- Ihavandhoo Location in Maldives
- Coordinates: 6°57′17″N 72°55′33″E﻿ / ﻿6.95472°N 72.92583°E
- Country: Maldives
- Geographic atoll: Ihavandhippolhu Atoll
- Administrative atoll: Haa Alif Atoll
- Distance to Malé: 314.08 km (195.16 mi)

Government
- • Council: Ihavandhoo Island Council

Dimensions
- • Length: 0.88 km (0.55 mi)
- • Width: 0.86 km (0.53 mi)

Population (2025)
- • Total: 3,767
- Time zone: UTC+05:00 (MST)
- Area code(s): 750, 20

= Ihavandhoo =

Ihavandhoo is an island of Ihavandhippolhu Atoll. It is located in the northernmost geographic atoll in the country, and is administratively part of Haa Alif Atoll. It is an Atoll-island-level administrative constituency governed by the Ihavandhoo Island Council .

==History==
The story of Mohamed Thakurufaanu (Boduthankurufaanu), the Maldivian hero who defeated the Portuguese rule in Maldives, reveals that mother of Mohamed Thakurufaanu was an Ihavandhoo lady.
The island has a mosque built by Sultan Ibrahim Muhirudheen in 1701 using brain corals. Through restorations, its origin is maintained as the mosque is the only remaining archaeological evidence in Ihavandhoo island.

Ihavandhoo Health Centre, a 50-bed hospital, was established in 2003.

==Geography==
The island is 314.08 km north of the country's capital, Malé.

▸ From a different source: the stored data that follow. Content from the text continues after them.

PR #4906, opened 2025-10-07
New World Render Events

kevinthegreat1:
This is a functioning concept. Some events may be removed.

World Render Events After Translucent Test
World Render Events Block Outline Test


modmuss50:
This looks like a good start, as discussed on discord we should use context objects (can likely be 1 object with mutliple interfaces shared by all the events). Docs should also be added. Do let me know if there is anything I can do to help. The main bit I was struggling with was knowing what events are needed and what needs to be passed to them, thanks for figuring that out.

PepperCode1:
I would recommend against implementing all the interfaces on a single object as some of the context received by certain events is completely disjoint and lumping it together can lead to accidentally using it in the wrong place.

fabric-rendering-v1/src/testmodClient/java/net/fabricmc/fabric/test/rendering/client/WorldRenderEventsTests.java
```diff
@@ -0,0 +1,79 @@
...
+
+			MinecraftClient.getInstance().getBlockRenderManager().renderBlockAsEntity(
+					Blocks.DIAMOND_BLOCK.getDefaultState(),
+					matrixStack, consumers, 15728880, OverlayTexture.DEFAULT_UV
+			);
+
+			matrixStack.pop();
+		}
+
+		return true;
```
skycatminepokie, line 72: Test can't fail - is this intentional? I don't see a screenshot taken or something.

skycatminepokie (approved):

fabric-rendering-v1/src/testmodClient/java/net/fabricmc/fabric/test/rendering/client/WorldRenderEventsTests.java
kevinthegreat1: I'm not sure what you mean. This isn't a game test. I might add one in the future.

kevinthegreat1:
I have added context objects. Tests:
World Render Events Test Render and Block Outline

fabric-rendering-v1/src/client/java/net/fabricmc/fabric/api/client/rendering/v1/world/WorldTerrainRenderContext.java
```diff
@@ -0,0 +1,42 @@
...
+	/**
+	 * Returns the {@code WorldTerrainRenderContext} for the given {@code WorldRenderer} instance, for use in cases where you
+	 * have access to the world renderer but not the world render context. World render events always pass the world
+	 * render context as a parameter, so always prefer to use that over this method.
+	 *
+	 * @param worldRenderer The world renderer
+	 * @return The world render context for the world renderer
+	 * @throws IllegalStateException If not currently rendering the world
+	 */
+	static WorldTerrainRenderContext getInstance(WorldRenderer worldRenderer) {
```
modmuss50: I dont really understand the use case of being able to get these statically? Surely just passing them as an even param is enough?

kevinthegreat1: These were there from before. I don't really like these either so I will remove.

fabric-rendering-v1/src/client/java/net/fabricmc/fabric/mixin/client/rendering/WorldRendererMixin.java
```diff
@@ -16,18 +16,164 @@
...
+
+	@Inject(method = "renderTargetBlockOutline", at = @At(value = "FIELD", target = "Lnet/minecraft/client/render/state/CameraRenderState;pos:Lnet/minecraft/util/math/Vec3d;"), cancellable = true)
+	private void onDrawBlockOutline(VertexConsumerProvider.Immediate consumers, MatrixStack matrices, boolean bl, WorldRenderState worldRenderState, CallbackInfo ci) {
+		if (!WorldRenderEvents.BEFORE_BLOCK_OUTLINE_RENDER.invoker().beforeBlockOutlineRender(renderContext)) {
+			consumers.drawCurrentLayer();
+			ci.cancel();
+		}
+	}
+
+	@Inject(method = "method_62214", at = @At("RETURN"))
```
Earthcomputer: You probably want this just before the last `draw`, not after
```suggestion
	@Inject(method = "method_62214", at = @At(value = "INVOKE:LAST", target = "Lnet/minecraft/client/render/VertexConsumerProvider$Immediate;draw()V"))
```

jeseibel:
It looks like this could potentially solve DH's problems, although I also noticed several of the events names where changed which feels a bit odd. If the events behave different then their older counterparts, then the name changes would make sense, although if they still function in a similar fashion to the old events I'd recommend keeping the names the same for better backwards compatibility.

I'm specifically looking for the following events that Distant Horizons needs:
```java
WorldRenderEvents.AFTER_SETUP
WorldRenderEvents.AFTER_ENTITIES
WorldRenderEvents.AFTER_TRANSLUCENT
```

I was able to build the pull request locally but haven't had the time to test it in DH's dev environment yet. Hopefully I can take a closer look over the next couple days.

kevinthegreat1:
@jeseibel 

I have refactored some of the events, and it seems like `AFTER_ENTITIES` and `AFTER_TRANSLUCENT` will remain as is, while `AFTER_SETUP` will be replaced by `START_RENDER`, and additionally giving the section render state as context. Please leave a comment if you have use cases not covered by these events.

kevinthegreat1:
I have added some documentation.

Remaining questions:
1. Frustum seems to be used during rendering. Should it be included in the render context?
2. Is the current before and after entity events injection points good? The before event injects before line 608, and the after event injects after line 614.  
I believe line 603 is recording entity render commands, line 607 is drawing those commands into the buffer builder, and line 608-619 is building and drawing the buffer builders.
Entity Rendering in World Renderer

4. In the before debug and last events, the docs mention: "The OpenGL render state view matrix will be transformed to match the camera view before the event is called." I don't think this is true?
5. In the after translucent event, the docs mention: "Before translucency combine has happened in fabulous mode." They are using post-effect processors now, and should this be included?

jeseibel:
> @jeseibel
> 
> I have refactored some of the events, and it seems like `AFTER_ENTITIES` and `AFTER_TRANSLUCENT` will remain as is, while `AFTER_SETUP` will be replaced by `START_RENDER`, and additionally giving the section render state as context. Please leave a comment if you have use cases not covered by these events.

@kevinthegreat1 
Thanks for the ping.

Those events look good, although the objects they return are missing some parameters I need.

One of the major environmental problems faced by Ihavandhoo islanders has been soil erosion.

==Economy==
Traditionally, the island has been a pure fishing island, with the majority of the working age group being experienced fishermen. Ihavandhoo also accounts for the country's export of tuna (chilled and frozen) and dried fish.
The government owned fisheries company, Maldives Industrial Fisheries Company also operates in the region.

==Education==
Opened on 14 May 1969, Ihavandhoo School serves as the public school in the island, providing primary to higher secondary education. Initially, the school was named "Ihavandhoo Madharusaa", when it was owned by the local people. The school started offering secondary grades in 1998, preparing students for international GCE Ordinary Level examinations, with A-Level grades in 2003. The school became a government owned school in 2000.

==Transport==
A harbour has been dug to solve the problem of getting into the island. An area of 141500 sqft was dredged in 1992. The harbour was repaired in 2000. This harbour plays an important role in the economy of the island especially the fact that majority of the islands working population are fishermen who had to use the harbour every day.

On 11 November 2010, the government started a project costing US$4,490,678.94 to build a new harbour. The project is yet to be finished. According to MTCC, the contractor of the project, as of 7 September 2011, 36% of breakwater construction has been completed. This new harbour has an area of 35945 m2.